WHAT NEEDS TO BE DONE — The records shown below are to be repeated exactly and completely.

EXERCISE INPUTS —

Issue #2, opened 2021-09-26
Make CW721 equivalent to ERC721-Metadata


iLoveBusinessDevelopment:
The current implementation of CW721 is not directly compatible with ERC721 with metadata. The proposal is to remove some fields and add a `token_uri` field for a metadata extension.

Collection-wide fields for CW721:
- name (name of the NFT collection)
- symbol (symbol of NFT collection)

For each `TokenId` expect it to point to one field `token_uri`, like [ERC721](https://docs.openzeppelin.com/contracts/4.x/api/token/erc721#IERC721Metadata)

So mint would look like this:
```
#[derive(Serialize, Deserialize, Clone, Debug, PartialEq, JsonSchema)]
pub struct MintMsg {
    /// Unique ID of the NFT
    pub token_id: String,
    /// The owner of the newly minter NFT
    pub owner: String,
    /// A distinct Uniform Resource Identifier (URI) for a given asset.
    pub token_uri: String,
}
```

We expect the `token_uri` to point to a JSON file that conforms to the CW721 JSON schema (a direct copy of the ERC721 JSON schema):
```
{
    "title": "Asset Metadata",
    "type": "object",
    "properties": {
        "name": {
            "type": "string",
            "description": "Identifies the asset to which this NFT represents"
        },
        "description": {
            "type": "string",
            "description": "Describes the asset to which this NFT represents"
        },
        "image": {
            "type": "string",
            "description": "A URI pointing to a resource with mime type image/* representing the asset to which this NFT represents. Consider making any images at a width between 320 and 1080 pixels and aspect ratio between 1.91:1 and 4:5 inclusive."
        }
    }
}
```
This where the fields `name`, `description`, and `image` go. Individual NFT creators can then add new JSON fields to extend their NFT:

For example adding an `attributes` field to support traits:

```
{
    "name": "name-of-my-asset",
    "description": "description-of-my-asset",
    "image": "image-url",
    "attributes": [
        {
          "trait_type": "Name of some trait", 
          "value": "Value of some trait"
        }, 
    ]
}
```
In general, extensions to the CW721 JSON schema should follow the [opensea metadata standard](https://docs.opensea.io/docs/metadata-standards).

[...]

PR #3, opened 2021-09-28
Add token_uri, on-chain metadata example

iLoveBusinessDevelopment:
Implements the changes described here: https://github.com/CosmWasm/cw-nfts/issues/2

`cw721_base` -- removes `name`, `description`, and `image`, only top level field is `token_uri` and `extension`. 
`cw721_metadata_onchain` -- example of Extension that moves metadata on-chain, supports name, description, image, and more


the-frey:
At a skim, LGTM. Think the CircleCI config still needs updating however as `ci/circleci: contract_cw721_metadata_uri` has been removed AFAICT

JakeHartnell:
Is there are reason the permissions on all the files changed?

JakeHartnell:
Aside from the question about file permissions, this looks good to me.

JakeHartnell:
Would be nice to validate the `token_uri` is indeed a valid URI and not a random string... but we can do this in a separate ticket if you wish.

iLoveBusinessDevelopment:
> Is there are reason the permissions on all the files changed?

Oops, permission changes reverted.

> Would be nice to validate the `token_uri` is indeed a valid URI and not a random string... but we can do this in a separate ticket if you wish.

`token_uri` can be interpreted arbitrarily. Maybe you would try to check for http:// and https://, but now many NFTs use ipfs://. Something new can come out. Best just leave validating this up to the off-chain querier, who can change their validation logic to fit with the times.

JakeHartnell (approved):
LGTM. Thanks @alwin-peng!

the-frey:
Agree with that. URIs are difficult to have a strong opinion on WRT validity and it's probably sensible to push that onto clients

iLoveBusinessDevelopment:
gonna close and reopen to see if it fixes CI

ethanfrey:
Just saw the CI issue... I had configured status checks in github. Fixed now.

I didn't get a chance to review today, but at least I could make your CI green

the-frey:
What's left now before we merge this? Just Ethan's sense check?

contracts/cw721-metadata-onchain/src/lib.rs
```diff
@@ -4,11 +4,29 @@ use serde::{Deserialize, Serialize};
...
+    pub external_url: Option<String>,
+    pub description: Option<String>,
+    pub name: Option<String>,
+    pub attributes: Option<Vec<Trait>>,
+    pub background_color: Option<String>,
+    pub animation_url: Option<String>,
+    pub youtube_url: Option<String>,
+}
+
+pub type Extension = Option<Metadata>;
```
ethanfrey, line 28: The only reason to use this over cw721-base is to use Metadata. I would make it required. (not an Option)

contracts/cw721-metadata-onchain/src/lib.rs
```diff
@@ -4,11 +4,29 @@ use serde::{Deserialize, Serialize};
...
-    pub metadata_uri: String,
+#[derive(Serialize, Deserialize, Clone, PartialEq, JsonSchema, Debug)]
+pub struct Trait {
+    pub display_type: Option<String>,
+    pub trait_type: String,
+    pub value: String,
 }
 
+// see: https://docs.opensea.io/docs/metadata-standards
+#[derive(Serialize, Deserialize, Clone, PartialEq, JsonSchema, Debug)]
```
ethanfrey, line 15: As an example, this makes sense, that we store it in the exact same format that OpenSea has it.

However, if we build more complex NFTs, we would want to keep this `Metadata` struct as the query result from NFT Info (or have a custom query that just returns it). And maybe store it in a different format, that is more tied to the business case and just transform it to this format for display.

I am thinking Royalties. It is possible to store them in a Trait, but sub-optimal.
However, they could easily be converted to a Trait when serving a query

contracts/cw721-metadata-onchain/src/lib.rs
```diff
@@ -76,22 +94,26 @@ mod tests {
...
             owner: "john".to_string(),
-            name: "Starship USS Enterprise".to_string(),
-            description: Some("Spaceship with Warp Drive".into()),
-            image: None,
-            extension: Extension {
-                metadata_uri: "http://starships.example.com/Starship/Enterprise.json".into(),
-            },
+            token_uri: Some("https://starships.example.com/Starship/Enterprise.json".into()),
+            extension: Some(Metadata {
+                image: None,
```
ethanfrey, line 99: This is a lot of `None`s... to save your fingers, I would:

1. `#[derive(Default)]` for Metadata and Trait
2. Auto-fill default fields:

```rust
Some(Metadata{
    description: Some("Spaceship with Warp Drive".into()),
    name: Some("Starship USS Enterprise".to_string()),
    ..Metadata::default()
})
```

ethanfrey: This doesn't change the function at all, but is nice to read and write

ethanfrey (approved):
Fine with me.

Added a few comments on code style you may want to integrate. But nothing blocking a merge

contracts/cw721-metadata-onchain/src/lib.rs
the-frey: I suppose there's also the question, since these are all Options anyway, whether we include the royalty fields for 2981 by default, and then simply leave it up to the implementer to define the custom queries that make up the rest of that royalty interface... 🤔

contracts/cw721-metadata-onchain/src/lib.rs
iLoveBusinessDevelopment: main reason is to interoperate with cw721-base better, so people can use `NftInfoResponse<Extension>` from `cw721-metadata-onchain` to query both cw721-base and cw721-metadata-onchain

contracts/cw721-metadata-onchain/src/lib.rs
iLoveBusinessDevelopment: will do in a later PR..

REPLY TO THE TASK —
Issue #2, opened 2021-09-26
Make CW721 equivalent to ERC721-Metadata


iLoveBusinessDevelopment:
The current implementation of CW721 is not directly compatible with ERC721 with metadata. The proposal is to remove some fields and add a `token_uri` field for a metadata extension.

Collection-wide fields for CW721:
- name (name of the NFT collection)
- symbol (symbol of NFT collection)

For each `TokenId` expect it to point to one field `token_uri`, like [ERC721](https://docs.openzeppelin.com/contracts/4.x/api/token/erc721#IERC721Metadata)

So mint would look like this:
```
#[derive(Serialize, Deserialize, Clone, Debug, PartialEq, JsonSchema)]
pub struct MintMsg {
    /// Unique ID of the NFT
    pub token_id: String,
    /// The owner of the newly minter NFT
    pub owner: String,
    /// A distinct Uniform Resource Identifier (URI) for a given asset.
    pub token_uri: String,
}
```

We expect the `token_uri` to point to a JSON file that conforms to the CW721 JSON schema (a direct copy of the ERC721 JSON schema):
```
{
    "title": "Asset Metadata",
    "type": "object",
    "properties": {
        "name": {
            "type": "string",
            "description": "Identifies the asset to which this NFT represents"
        },
        "description": {
            "type": "string",
            "description": "Describes the asset to which this NFT represents"
        },
        "image": {
            "type": "string",
            "description": "A URI pointing to a resource with mime type image/* representing the asset to which this NFT represents. Consider making any images at a width between 320 and 1080 pixels and aspect ratio between 1.91:1 and 4:5 inclusive."
        }
    }
}
```
This where the fields `name`, `description`, and `image` go. Individual NFT creators can then add new JSON fields to extend their NFT:

For example adding an `attributes` field to support traits:

```
{
    "name": "name-of-my-asset",
    "description": "description-of-my-asset",
    "image": "image-url",
    "attributes": [
        {
          "trait_type": "Name of some trait", 
          "value": "Value of some trait"
        }, 
    ]
}
```
In general, extensions to the CW721 JSON schema should follow the [opensea metadata standard](https://docs.opensea.io/docs/metadata-standards).

[...]

PR #3, opened 2021-09-28
Add token_uri, on-chain metadata example

iLoveBusinessDevelopment:
Implements the changes described here: https://github.com/CosmWasm/cw-nfts/issues/2

`cw721_base` -- removes `name`, `description`, and `image`, only top level field is `token_uri` and `extension`. 
`cw721_metadata_onchain` -- example of Extension that moves metadata on-chain, supports name, description, image, and more


the-frey:
At a skim, LGTM. Think the CircleCI config still needs updating however as `ci/circleci: contract_cw721_metadata_uri` has been removed AFAICT

JakeHartnell:
Is there are reason the permissions on all the files changed?

JakeHartnell:
Aside from the question about file permissions, this looks good to me.

JakeHartnell:
Would be nice to validate the `token_uri` is indeed a valid URI and not a random string... but we can do this in a separate ticket if you wish.

iLoveBusinessDevelopment:
> Is there are reason the permissions on all the files changed?

Oops, permission changes reverted.

> Would be nice to validate the `token_uri` is indeed a valid URI and not a random string... but we can do this in a separate ticket if you wish.

`token_uri` can be interpreted arbitrarily. Maybe you would try to check for http:// and https://, but now many NFTs use ipfs://. Something new can come out. Best just leave validating this up to the off-chain querier, who can change their validation logic to fit with the times.

JakeHartnell (approved):
LGTM. Thanks @alwin-peng!

the-frey:
Agree with that. URIs are difficult to have a strong opinion on WRT validity and it's probably sensible to push that onto clients

iLoveBusinessDevelopment:
gonna close and reopen to see if it fixes CI

ethanfrey:
Just saw the CI issue... I had configured status checks in github. Fixed now.

I didn't get a chance to review today, but at least I could make your CI green

the-frey:
What's left now before we merge this? Just Ethan's sense check?

contracts/cw721-metadata-onchain/src/lib.rs
```diff
@@ -4,11 +4,29 @@ use serde::{Deserialize, Serialize};
...
+    pub external_url: Option<String>,
+    pub description: Option<String>,
+    pub name: Option<String>,
+    pub attributes: Option<Vec<Trait>>,
+    pub background_color: Option<String>,
+    pub animation_url: Option<String>,
+    pub youtube_url: Option<String>,
+}
+
+pub type Extension = Option<Metadata>;
```
ethanfrey, line 28: The only reason to use this over cw721-base is to use Metadata. I would make it required. (not an Option)

contracts/cw721-metadata-onchain/src/lib.rs
```diff
@@ -4,11 +4,29 @@ use serde::{Deserialize, Serialize};
...
-    pub metadata_uri: String,
+#[derive(Serialize, Deserialize, Clone, PartialEq, JsonSchema, Debug)]
+pub struct Trait {
+    pub display_type: Option<String>,
+    pub trait_type: String,
+    pub value: String,
 }
 
+// see: https://docs.opensea.io/docs/metadata-standards
+#[derive(Serialize, Deserialize, Clone, PartialEq, JsonSchema, Debug)]
```
ethanfrey, line 15: As an example, this makes sense, that we store it in the exact same format that OpenSea has it.

However, if we build more complex NFTs, we would want to keep this `Metadata` struct as the query result from NFT Info (or have a custom query that just returns it). And maybe store it in a different format, that is more tied to the business case and just transform it to this format for display.

I am thinking Royalties. It is possible to store them in a Trait, but sub-optimal.
However, they could easily be converted to a Trait when serving a query

contracts/cw721-metadata-onchain/src/lib.rs
```diff
@@ -76,22 +94,26 @@ mod tests {
...
             owner: "john".to_string(),
-            name: "Starship USS Enterprise".to_string(),
-            description: Some("Spaceship with Warp Drive".into()),
-            image: None,
-            extension: Extension {
-                metadata_uri: "http://starships.example.com/Starship/Enterprise.json".into(),
-            },
+            token_uri: Some("https://starships.example.com/Starship/Enterprise.json".into()),
+            extension: Some(Metadata {
+                image: None,
```
ethanfrey, line 99: This is a lot of `None`s... to save your fingers, I would:

1. `#[derive(Default)]` for Metadata and Trait
2. Auto-fill default fields:

```rust
Some(Metadata{
    description: Some("Spaceship with Warp Drive".into()),
    name: Some("Starship USS Enterprise".to_string()),
    ..Metadata::default()
})
```

ethanfrey: This doesn't change the function at all, but is nice to read and write

ethanfrey (approved):
Fine with me.

Added a few comments on code style you may want to integrate. But nothing blocking a merge

contracts/cw721-metadata-onchain/src/lib.rs
the-frey: I suppose there's also the question, since these are all Options anyway, whether we include the royalty fields for 2981 by default, and then simply leave it up to the implementer to define the custom queries that make up the rest of that royalty interface... 🤔

contracts/cw721-metadata-onchain/src/lib.rs
iLoveBusinessDevelopment: main reason is to interoperate with cw721-base better, so people can use `NftInfoResponse<Extension>` from `cw721-metadata-onchain` to query both cw721-base and cw721-metadata-onchain

contracts/cw721-metadata-onchain/src/lib.rs
iLoveBusinessDevelopment: will do in a later PR..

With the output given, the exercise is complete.